Abstract

In my first account of the electrical action of the human heart, I made no allusion to the influence upon the electrical pulse of the movements of respiration. I noticed that influence indeed which is especially well marked in my own case (where the heart happens to be of the complete horizontal type) but only as disturbing the demonstration, and in some cases rendering the direction of the pulse uncertain. I noticed in particular that when demonstrating the transverse effect from the two hands, best effects were shown by holding my breath in expiration, and that these effects were markedly diminished during deep inspiration. I imagined at that time that the effect was due to a disfavouring of current spread from the heart by reason of the distended lung, but was puzzled by the fact that with the axial lead (right hand and left foot) the electrical pulse was augmented during inspiration instead of diminished as was the case with the transverse lead. I did not, however, follow up the clue afforded by this discrepancy, and it was only much later, i.e . after the introduction by Einthoven of the string-galvanometer and the observations of Einthoven, Kraus and Nicolai, Samojloff and others, that the meaning of the discrepancy and with it the whole mechanism of the respiratory effects became clear.

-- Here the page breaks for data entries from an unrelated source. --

PR #37771, opened 2026-06-22
fix: include signed content in hit testing results

### LINKED ISSUE #36532: Hit testing returns null sign_content while segment list returns signed content, causing embedded files to fail preview
### Self Checks

### Dify version

main

### Cloud or Self Hosted

Self Hosted (Docker), Self Hosted (Source)

### Steps to reproduce

Steps to reproduce:
1. Create/open a dataset document.
2. Upload an image in the chunk editor. Example uploaded file:
   `395ba4b2-1940-4f2d-84b3-bd46d7532870`
3. Edit a chunk content to include an internal file preview URL:
   ```markdown
   repro-sign-content needle

   ![head](/files/395ba4b2-1940-4f2d-84b3-bd46d7532870/file-preview)
   ```
4. Save the chunk.
5. Confirm the segment list endpoint returns `sign_content` with a signed URL:
   `/console/api/datasets/ecbf3ac0-e5c4-464e-b440-0289d8365934/documents/fed9c931-2b3f-4f32-ba50-13a0bcd76e6c/segments?page=1&limit=10&keyword=&enabled=all`
6. Go to dataset Hit Testing and query:
   ```text
   needle
   ```
7. Inspect the hit-testing response from:
   `/console/api/datasets/ecbf3ac0-e5c4-464e-b440-0289d8365934/hit-testing`

### ✔️ Expected Behavior

Hit-testing results should include usable `segment.sign_content` when segment content contains Dify file preview URLs, consistent with the segment list/detail API. The frontend renders `sign_content || content`, so embedded file previews should use signed URLs.

### ❌ Actual Behavior

The segment list endpoint returns `sign_content`, but hit-testing returns `segment.sign_content: null`. The frontend falls back to raw `segment.content`, which contains an unsigned URL such as:

```text
/files/395ba4b2-1940-4f2d-84b3-bd46d7532870/file-preview
```

The browser then requests that URL directly and receives `400` because required signature params (`timestamp`, `nonce`, `sign`) are missing.

Note, we have several security implications: 

- A fix should not blindly sign every `/files/<uuid>/...` string in arbitrary segment text, because signed preview URLs are short-lived bearer URLs.
- The fix should preserve tenant/dataset/file authorization boundaries before minting signed URLs.
- Signed URLs are operationally sensitive because they may appear in API responses, browser/network logs, screenshots, or referrers, although expiry limits exposure.

vicksiyi:
## Summary
- Add a shared hit-testing retrieval record dump helper that preserves `DocumentSegment.sign_content`.
- Keep injected dataset document metadata behavior unchanged.
- Add regression coverage for file preview URLs in hit-testing records.

Fixes #36532

## Tests
- `python -m compileall -q services/hit_testing_service.py tests/test_containers_integration_tests/services/test_hit_testing_service.py`
- Commit hook Ruff checks passed

## Notes
- `python -m pytest -q tests/test_containers_integration_tests/services/test_hit_testing_service.py -k "signed_segment_content or dump_retrieval_records"` could not run in this local shell because `pytest` is not installed.

### DIFF
--- a/api/services/hit_testing_service.py
+++ b/api/services/hit_testing_service.py
@@ -58,8 +58,9 @@ class HitTestingService:
     @staticmethod
     def _dump_retrieval_record(record: RetrievalSegments) -> dict[str, Any]:
         dumped_record = record.model_dump()
-        if record.segment and isinstance(dumped_record.get("segment"), dict):
-            dumped_record["segment"]["sign_content"] = record.segment.sign_content
+        dumped_segment = dumped_record.get("segment")
+        if record.segment and isinstance(dumped_segment, dict):
+            dumped_segment["sign_content"] = record.segment.sign_content
         return dumped_record
 
     @classmethod
--- a/api/services/hit_testing_service.py
+++ b/api/services/hit_testing_service.py
@@ -55,6 +55,13 @@ class HitTestingService:
             "doc_metadata": document.doc_metadata,
         }
 
+    @staticmethod
+    def _dump_retrieval_record(record: RetrievalSegments) -> dict[str, Any]:
+        dumped_record = record.model_dump()
+        if record.segment and isinstance(dumped_record.get("segment"), dict):
+            dumped_record["segment"]["sign_content"] = record.segment.sign_content
+        return dumped_record
+
     @classmethod
     def _dump_retrieval_records(cls, records: list[RetrievalSegments]) -> list[dict[str, Any]]:
         document_ids = {
@@ -65,7 +72,7 @@ class HitTestingService:
             if isinstance(document_id, str) and document_id
         }
         if not document_ids:
-            return [record.model_dump() for record in records]
+            return [cls._dump_retrieval_record(record) for record in records]
 
         documents = {
             document.id: cls._dump_dataset_document(document)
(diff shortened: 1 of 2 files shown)


api/services/hit_testing_service.py
```diff
@@ -55,6 +55,13 @@ def _dump_dataset_document(document: DatasetDocument) -> dict[str, Any]:
             "doc_metadata": document.doc_metadata,
         }
 
+    @staticmethod
+    def _dump_retrieval_record(record: RetrievalSegments) -> dict[str, Any]:
+        dumped_record = record.model_dump()
+        if record.segment and isinstance(dumped_record.get("segment"), dict):
```
asukaminato0721: why not

```suggestion
        if record.segment and isinstance(record.segment, dict):
```

vicksiyi: Thanks for the suggestion. Addressed in be48eb219d by extracting the dumped segment into a local variable and keeping the dict guard on the serialized `model_dump()` result. `record.segment` is a `DocumentSegment`, so checking it as a dict would make the `sign_content` access invalid. Verified with `python -m py_compile services/hit_testing_service.py`.

vicksiyi: record.segment is the original segment object, not the serialized segment dict. The value that needs the extra field is dumped_record["segment"], so the isinstance check has to stay on that dumped value before mutating it.

crazywoola:
Hi @vicksiyi, thanks for opening this pull request.

### Why this is being closed

Issue #36532 has multiple open pull requests. Under the duplicate-PR rule, pull requests from the issue author are ranked first, then creation time is used as the FIFO tie-breaker. PR #36570 is the retained pull request, so this one is being closed.

### Next steps

Please coordinate on PR #36570 if you would like to contribute further. Thank you for understanding.

PR #37775, opened 2026-06-22
fix: skip empty tool entries in agent_chat config validation

he-yufeng:
`validate_agent_mode_and_set_defaults` iterates `agent_mode["tools"]` and immediately does `key = list(tool.keys())[0]`, which raises `IndexError` when a tool entry is an empty dict `{}` (e.g. from a malformed or legacy/migrated config), crashing config validation.

This adds the same `if not tool: continue` guard that was already merged for the sibling `dataset/manager.py` (#37669) and is present in `variables/manager.py` (#37671), so an empty tool entry is skipped instead of crashing. Added a unit test in `test_agent_chat_app_config_manager.py` covering the empty-entry case (it raised `IndexError` before, passes after).

From Claude Code.

### DIFF
--- a/api/core/app/apps/agent_chat/app_config_manager.py
+++ b/api/core/app/apps/agent_chat/app_config_manager.py
@@ -200,6 +200,11 @@ class AgentChatAppConfigManager(BaseAppConfigManager):
             raise ValueError("tools in agent_mode must be a list of objects")
 
         for tool in agent_mode["tools"]:
+            if not tool:
+                # Skip malformed empty tool entries; list(tool.keys())[0]
+                # would otherwise raise IndexError (same guard as the sibling
+                # dataset/manager.py and variables/manager.py).
+                continue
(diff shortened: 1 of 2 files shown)


he-yufeng:
Gentle ping here — this just drops empty tool entries in the agent-chat completion path so they don't slip through as blank tool calls. Small and contained; let me know if you'd prefer a different spot for the guard or want a test added.

he-yufeng:
One more nudge on this small one. It just drops empty tool entries in the agent_chat completion path instead of raising on them; still mergeable and green on current main.

he-yufeng:
Still reproduces on current main: api/core/app/... apps/agent_chat/app_config_manager.py line 207 still does `list(...keys())[0]` on the entries without an emptiness guard, so an empty {} entry takes the same 500 path. The branch is rebased and the unit tests cover both the empty-entry skip/reject and the normal entries.

PR #37833, opened 2026-06-23
fix(trace): add explicit ids to Langfuse generation

### LINKED ISSUE #37824: Langfuse: message_trace generations dropped (no cost/latency) for Chatbot/Agent/Completion apps since 1.14.0 — generation created without an observation id
### Self Checks

### Dify version

1.14.2 (root cause also present on `main`; latest commit to the affected file at time of writing: `f15a8f02e`)

### Cloud or Self Hosted

Self Hosted (Docker / Kubernetes)

### Steps to reproduce

1. Self-host Dify 1.14.x.
2. Create any **non-workflow** app — a **Chatbot** (basic *or* Agent mode) or a **Completion** app.
3. Enable Langfuse tracing for that app (Monitoring → Tracing → Langfuse; public key, secret key, host).
4. Send a chat message so a `message` record is produced.
5. Open the resulting trace in Langfuse.

### ✔️ Expected Behavior

The trace contains an `llm` **generation** observation carrying `model` + token `usage`, so Langfuse computes **cost** and **latency** — the same way Workflow / Advanced-Chat (chatflow) apps do.

### ❌ Actual Behavior

The trace has **only the top-level `message` node** — no child generation. Token counts appear only as plain fields inside the trace **input** payload (`message_tokens`, `answer_tokens`), not as a generation's `usage`. Because there is no generation observation, **Total Cost is blank and Latency shows 0.00s**. Workflow / Advanced-Chat (chatflow) apps are **not** affected.

---

#### Root cause

`api/providers/trace/trace-langfuse/src/dify_trace_langfuse/langfuse_trace.py`

`message_trace()` creates the trace (with `id=trace_id`) and then an `llm` generation — but the generation is built **without an `id`**:

```python
langfuse_generation_data = LangfuseGeneration(
    name="llm",
    trace_id=trace_id,
    start_time=trace_info.start_time,
    ...
    # <-- no id= is passed
)
self.add_generation(langfuse_generation_data)
```

`LangfuseGeneration.id` defaults to `None`. `add_generation()` then sends the event through the **low-level ingestion API**, and `filter_none_values` strips the `None` id:

```python
data = filter_none_values(langfuse_generation_data.model_dump())  # drops the None "id"
body = CreateGenerationBody(id=data.get("id"), ...)               # id is None
event = IngestionEvent_GenerationCreate(body=body, ...)
self.langfuse_client.api.ingestion.batch(batch=[event])
```

So the generation event reaches Langfuse with **no observation `id`** and is dropped, while the trace (which has its own id) is accepted — hence "trace but no generation, no cost, 0.00s latency".

`workflow_trace()` is **not** affected because it always passes an explicit id:

```python
node_generation_data = LangfuseGeneration(id=node_execution_id, ...)
```

#### Why it regressed

Before 1.14 (e.g. `1.13.3`), `add_generation()` used the **high-level SDK**, which auto-generates a client-side observation id when none is supplied:

```python
self.langfuse_client.generation(**format_generation_data)
```

The trace-provider refactor (#35144) / Langfuse v3-SDK migration switched to the raw ingestion API, which does **not** auto-generate an id — but `message_trace` was never updated to supply one. This broke generation export for every `message_trace` app type (Chatbot, Agent, Completion) from 1.14.0 onward, and it is still present on `main`.

#### Suggested fix

Pass an explicit `id` to the `LangfuseGeneration` created in `message_trace` (and to the other `message`-path observations in this file that currently omit it — `suggested_question_trace`, `moderation_trace`, `dataset_retrieval_trace`, `tool_trace`), e.g.:

```python
langfuse_generation_data = LangfuseGeneration(
    id=str(uuid.uuid4()),
    name="llm",
    trace_id=trace_id,
    ...
)
```

#### Notes

- The same `MessageTraceInfo` flow is shared by other trace providers (e.g. Opik), so it's worth checking whether they have the same missing-id pattern on their low-level ingestion paths.
- Possibly related: #35421 (incorrect token counts on the same `message_trace` path).

MEGHADESAI5:
## Summary

This PR adds explicit observation IDs to Langfuse generation events created in:

* `message_trace`
* `suggested_question_trace`

## Problem

`add_generation()` sends generation events through the Langfuse ingestion API. When `LangfuseGeneration.id` is not provided, `filter_none_values()` removes the field and the resulting `CreateGenerationBody` is created with `id=None`.

This can result in generation observations being dropped by Langfuse, causing traces to be created without corresponding generation records.

## Changes

* Added `id=str(uuid.uuid4())` to generation creation in `message_trace`
* Added `id=str(uuid.uuid4())` to generation creation in `suggested_question_trace`

## Related

Fixes #37824

### DIFF
--- a/api/providers/trace/trace-langfuse/src/dify_trace_langfuse/langfuse_trace.py
+++ b/api/providers/trace/trace-langfuse/src/dify_trace_langfuse/langfuse_trace.py
@@ -357,6 +357,7 @@ class LangFuseDataTrace(BaseTraceInstance):
         )
 
         langfuse_generation_data = LangfuseGeneration(
+            id=str(uuid.uuid4()),
             name="llm",
             trace_id=trace_id,
             start_time=trace_info.start_time,
@@ -405,6 +406,7 @@ class LangFuseDataTrace(BaseTraceInstance):
         )
 
         generation_data = LangfuseGeneration(
+            id=str(uuid.uuid4()),
             name=TraceTaskName.SUGGESTED_QUESTION_TRACE,
             input=trace_info.inputs,
             output=str(trace_info.suggested_question),


brendangooden (approved):
LGTM! @QuantumGhost  can we please get this merged in ASAP? This is causing massive issues for us not being able to correctly report cost in Langfuse

brendangooden:
Following up on my approval above, @QuantumGhost — this is a live production issue for us on `hotfix-1.17.0-fix.14`: the message-level trace lands with no generation, so Langfuse reports `$0` cost and `0s` latency for ~half of all message traffic.

Full repro + numbers are in #37824, including that **advanced-chat / chatflow apps are affected too** — not just Chatbot / Agent / Completion (contrary to the current recap there). Happy to test a build against our instance. Any chance of a review this week?

PR #37841, opened 2026-06-23
fix(web): register audio listeners on real media events

### LINKED ISSUE #37840: AudioPlayer registers listeners on non-existent media events ('paused', 'loaded', 'loadeddate')
### Self Checks

- [x] 【中文用户 & Non English User】请使用英语提交。

### Dify version

main (latest)

### Cloud or Self Hosted

N/A — source-level bug in `web/app/components/base/audio-btn/audio.ts`.

### Steps to reproduce

`AudioPlayer.setCallback` registers media event listeners with names that `HTMLMediaElement` never emits:

```ts
this.audio.addEventListener('paused', ...)     // real event is 'pause'
this.audio.addEventListener('loaded', ...)     // no such media event
this.audio.addEventListener('loadeddate', ...) // typo of 'loadeddata'
```

Because the names are wrong, these listeners never fire in a real browser. The unit test (`audio.spec.ts`) hides this because the mock emits the same misspelled names.

### ✔️ Expected Behavior

Listeners are registered on real media events (`pause`, `loadeddata`), so the callback fires when the audio is paused or its data loads — e.g. a pause not triggered by the button updates the UI state.

### ❌ Actual Behavior

The listeners are dead: the `pause`/`loadeddata` callbacks never run from the audio element. Pause currently only works because `pauseAudio()` calls the callback manually.

eldardada:
## Summary

`AudioPlayer.setCallback` registered three media event listeners with names that `HTMLMediaElement` never emits, so they never fired in a real browser:
- `'paused'` → real event is `pause`
- `'loaded'` → no such media event; the load event is `loadeddata`
- `'loadeddate'` → a typo of `loadeddata`

This fixes the two event names while keeping the callback strings the consumers already handle (`'paused'`, `'loaded'`), so `audio-btn` / `new-audio-button` behave the same but now actually react to the audio element. The `'loadeddate'` listener is removed: it is a dead duplicate of the (now corrected) `loadeddata` listener, and its callback string `'loadeddate'` is handled by no consumer. The `timeupdate` / `canplay` listeners are left untouched — they fire on valid events and changing them would alter behavior.

The unit test mock and its event-name type are updated to emit the real event names; without that the test would keep passing against the misspelled names and hide the bug.

Fixes #37840

## Screenshots

N/A — no visual change; this restores event wiring in `web/app/components/base/audio-btn/audio.ts`.

## Checklist

- [x] I ran the audio-btn test suites (50 passed) and the frontend lint

From Claude Code


eldardada:
For maintainers: this is the original PR for #37840, opened on 2026-06-23 ~6 minutes after I filed the issue. It registers the listeners on the real media events (`pause`, `loadeddata`) instead of the invalid `paused`/`loaded`/`loadeddate` names, with tests updated accordingly.

A later duplicate (#37946, 2026-06-25) targets the same fix — could review consolidate on this earlier PR? Happy to fold in any suggested improvements here. Thanks! 🙏

crazywoola (dismissed):

crazywoola (approved):

PR #37892, opened 2026-06-24
feat(mcp): support MCP protocol 2025-06-18 for workflow-as-MCP server (version negotiation + structured output)

CourTeous33:
## Summary

Upgrades the published-workflow MCP server (`/mcp/server/<server_code>/mcp`) from the hardcoded `2024-11-05` protocol revision to negotiate up to **MCP `2025-06-18`**, and adds the headline 2025-06-18 feature — **structured tool output** — while keeping older clients (e.g. Claude on `2024-11-05`) byte-for-byte compatible.

### What changed

- **Version negotiation** (`handle_initialize`): echoes the client's requested version when supported (`2024-11-05`, `2025-03-26`, `2025-06-18`); otherwise falls back to the server's latest. Previously the response was hardcoded to `2024-11-05`.
- **`MCP-Protocol-Version` header** (`controllers/mcp/mcp.py`): post-initialize requests are validated against the supported set. Absent header defaults to `2025-03-26` (per the spec's back-compat rule); an unsupported value returns a JSON-RPC `INVALID_REQUEST` error echoing the request id (notifications are still accepted). The negotiated version is threaded through to the handlers.
- **Structured tool output** (gated on negotiated `>= 2025-06-18`): `tools/list` advertises `outputSchema` and `title`; `tools/call` returns `structuredContent` (the workflow `outputs` mapping, or `{"answer": ...}` for chat modes) alongside the existing `TextContent`.
- **Backward compatibility**: for `2024-11-05` / absent-header clients the new fields stay `None` and are stripped by the existing `exclude_none` serialization, so responses are unchanged.

No type-layer or DB changes — the MCP pydantic types already carried the 2025-06-18 fields.

## Test Plan

- [x] `uv run pytest tests/unit_tests/core/mcp/ -q` — **415 passed**. New/updated unit tests cover: initialize echo/fallback for every supported version (plus non-string input), `MCP-Protocol-Version` header resolution, structured-output gating including the `2025-03-26` boundary, version threading through the `handle_mcp_request` dispatcher, legacy serialization pinned at the `model_dump` level, and `extract_structured_output` across app modes and malformed workflow responses.
- [x] `uv run pytest tests/test_containers_integration_tests/controllers/mcp/test_mcp.py` — **34 passed** (runs in CI; locally needs Docker). 16 new integration tests drive the real controller with per-request `MCP-Protocol-Version` headers:
  - initialize echoes each supported body version, falls back for unknown ones, and never rejects on header;
  - unsupported header → JSON-RPC `INVALID_REQUEST` echoing the request id (missing id → `null`); notifications still return 202;
  - the header value (and the absent-header default) is threaded into `handle_mcp_request`;
  - serialized JSON contract: modern clients see `outputSchema`/`title`/`structuredContent`; legacy `tools/list` responses are pinned to the exact pre-upgrade key set, so any field that starts leaking to old clients fails loudly.
- [x] `ruff check` and `ruff format --check` clean on all changed files.

### DIFF
--- a/api/controllers/mcp/mcp.py
+++ b/api/controllers/mcp/mcp.py
@@ -1,6 +1,6 @@
 from typing import Any, Union
 
-from flask import Response
+from flask import Response, request
 from flask_restx import Resource
 from pydantic import BaseModel, Field, ValidationError
 from sqlalchemy import select
@@ -9,7 +9,7 @@ from sqlalchemy.orm import Session, sessionmaker
 from controllers.common.schema import register_schema_model
 from controllers.mcp import mcp_ns
 from core.mcp import types as mcp_types
-from core.mcp.server.streamable_http import handle_mcp_request
+from core.mcp.server.streamable_http import handle_mcp_request, negotiate_protocol_version
 from extensions.ext_database import db
 from graphon.variables.input_entities import VariableEntity, VariableEntityType
 from libs import helper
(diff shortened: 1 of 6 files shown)


wylswz (dismissed):

wylswz:
Tested locally

wylswz (approved):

The variations of amplitude are, if not entirely, almost entirely due to the rise and fall of the diaphragm, raising and lowering the heart as a lever hinged at the aortic end and thus widening and narrowing the “axial angle.” (By axial angle I mean the angle formed with the vertical by the current axis of the heart or line of greatest potential difference at right angles to the equator 00.) In 1889 I represented this angle as being 45° to the left (and 45° to the right in cases of situs viscerum inversus ), and drew two series of curved equipotential lines at opposite ends of the heart. To-day I represent the angle as 30 to the left (it can range in healthy subjects between 10° to the right and 100 to the left), and draw straight equipotential lines, parallel with the equator, at right angles to the current-axis CC (fig. 1).